The success of radiographic interpretation is dependent upon the quality of the
film presented. If the film does not meet the minimum applicable standards for
quality then it should be rejected and reshot. The manufacturer’s interpreter
may, for economic reasons, not be inclined to reject radiographs which do not
meet the minimum quality standards. Therefore any third party viewing the
radiographs should be extremely careful to correctly assess the quality of the
radiographs prior to endorsing the relevant report, otherwise they will be open
to criticism should the film become the subject of any subsequent legal inquiry.
When assessing a film for quality a number of items must be considered. These
are discussed below.
All radiographs must be permanently and uniquely marked with sufficient
information so as to permit their identification with the component radiographed
at a later stage. It is often useful to include such items as the date of test and
heat treatment or repair status of the component in the identification.
Radiographic identification could appear on the radiograph as a radiographic
image but there is usually no reason why it should not be added by any other
suitable means. A written procedure should be in force describing the standard
method to be used for identifying radiographs.
Location markers on a radiograph serve two functions: they permit the
radiograph to be identified with the area of the component radiographed and
they serve to prove that the component has been fully covered by the
technique used. Refer to the sections above on radiographic techniques for
details. Wherever possible location markers should permanently identify the
radiograph with the area radiographed. Items such as pressure vessels are
usually hard stamped with a permanent radiographic datum. A written
procedure should be in force which describes the standard method used for the
placement of location markers.
It is important that the film density is within the specified range since a film
having low film density will also have inferior film contrast. EN ISO 17636-1
requires a minimum film density of 2.0 for Class A radiography and a minimum
of 2.3 for Class B. ASME V article 2 requires a minimum of 1.8 for X-ray and 2
for gamma ray techniques. In most cases (including EN ISO 17636-1 and ASME
V article 2) the minimum figures for film density apply to the area of interest
(the diagnostic area) on the radiograph. In weld radiography, for example, film
density should generally be measured on the weld area between the location
markers (which identify the ends of the diagnostic film length).

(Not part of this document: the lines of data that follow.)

PR #224, opened 2017-10-30
Suggest a smaller Function.name polyfill

gaearon:
See https://github.com/reactjs/reactjs.org/pull/223#issuecomment-340586955.
Seems fairly popular: https://npm-stat.com/charts.html?package=function.name-polyfill&from=2016-10-30&to=2017-10-30

### DIFF
--- a/content/docs/error-boundaries.md
+++ b/content/docs/error-boundaries.md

Density is usually assessed by using a measuring device known as a
densitometer. Anyone accepting radiographs which do not meet the applicable
density requirements is open to criticism at a later stage should litigation follow
a component failure.
ASME V article 2 requires that the film density within the area of interest must
not vary by more than minus 15 or plus 30% from the value measured through
the body of the IQI. If necessary additional IQIs can be used in order to satisfy
this requirement for exceptional areas.
Occasionally an upper limit is specified for film density. ASME V article 2, for
example, specifies an upper limit of 4.
Radiographic sensitivity is not directly related to the minimum detectable defect
size. However, a radiograph that meets the applicable code requirement for
radiographic sensitivity is much more likely to provide good defect sensitivity
than a radiograph which fails to meet the code requirements.
The sensitivity of a radiograph depends upon the parameters chosen to produce
that radiograph (see the section on the production of a radiograph). If any of
the relevant parameters are altered the sensitivity will be affected. It is
therefore essential to use IQIs to prove that adequate radiographic quality has
been attained. Except in the case of the panoramic technique, which has been
described above, at least one IQI should generally appear on each radiograph.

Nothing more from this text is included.